Auch wurde von Heinz und Susanne schon die eine oder andere Angelvorführung organisiert, was leider auf Grund der Wetterlage in den vergangenen Jahren nicht immer möglich war.

Natürlich ist die Stippermesse auch als Verkaufsmesse zu sehen das kann und will ich hier gar nicht in Abrede stellen, aber nenne mir doch mal eine der, *für den Endverbraucher zugänglichen*, Angelmessen die nicht als Verkaufsmesse ausgelegt ist, ich zumindest habe so eine Messe in Angelbereich noch nicht gefunden.

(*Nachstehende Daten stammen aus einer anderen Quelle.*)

Issue #380, opened 2024-10-17
Example for serializing, deserializing and using the `SerializeContext`?


kaphula:
Hey, 

Do we have any working examples for demonstrating de/serialization in the context of saving world to disk and loading it back?

Ralith:
There are no examples beyond the rustdoc, which should cover the specifically tricky parts. I'm open to merging a clean, commented end-to-end example, if you like.

Ralith:
Sounds like you understand it fine to me. Did you have trouble doing that?

kaphula:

Das Du für Dich entschieden hast die Stippermesse vorerst nicht mehr zu besuchen sollte dennoch die Angler die noch nie auf der Stippermesse waren nicht von einem Besuch abhalten auch wenn sie eine Anfahrt von XXX Km auf sich nehmen.


----------



## gründler (21. Februar 2011)

*AW: Stippermesse 2011*



Brassenwilli schrieb:


> Auch wenn ich mir hier jetzt das Maul verbrenne aber so ein Stuss kann ich nicht unkommentiert lassen.
> 
> Mit Deiner Aussage verunglimpfst Du in meinen Augen den unermüdlichen jahrelangen Einsatz von Heinz und Susanne die es geschafft haben aus einer Idee, den Stippern die Neuheiten zu präsentieren, eines der größten Events zu machen.
> 
> ...


 
Diesem ist nix hinzu zufügen,von einer Schul-Aura hin zur Messehalle,und viele viele Std.arbeit für Heinz und Susi.
Und da ich seit der Schul-Aura zeit dabei bin,kann ich hier die Kritik von Bolof... gar nicht verstehen.

Man könnte mutmassen die 300meter feldweg stecken dahinter...aber lassen wir das.

Man sieht sich in 2 Wochen,am BRATWURSTSTAND und drin zum Stangen halten ^^.

lg#h


----------



## Bolofreak (21. Februar 2011)

*AW: Stippermesse 2011*

Äh, die Frage war doch ob es sich lohnt für die Messe 400 km x 2 zu fahren und nicht ob man die Leistung von Heinz und Susanne mit einem Besuch würdigen sollte. Meiner Meinung nach lohnt es sich nicht und ich kenne viele, die nicht mehr hinfahren. Und mal im Ernst. Da kommen 2000 Leute nach Bremen. Schaut euch mal um, wie viele woanders hinkommen. Nur weil es in Bremen jedes Jahr 20 Besucher mehr werden ist das doch keine Weiterentwicklung. Verstehe aber schon, dass hier Händler, die auf der Messe viel verkaufen wollen das natürlich anders sehen. Sollten sie aber vielleicht auch dazuschreiben wo ihre Motive liegen.

LG


----------



## Gelöschtes Mitglied 8073 (21. Februar 2011)

*AW: Stippermesse 2011*

Ich fahre jedes Jahr hin, und bin immer wieder auf neuen begeistert!


----------



## gründler (21. Februar 2011)

*AW: Stippermesse 2011*

Gut,dann sag mir mal bitte eine Messe wo es ca.50 High End Poles gibt die aufgebaut sind und wo Kiepen vorstehen und ich jede Pole testen kann.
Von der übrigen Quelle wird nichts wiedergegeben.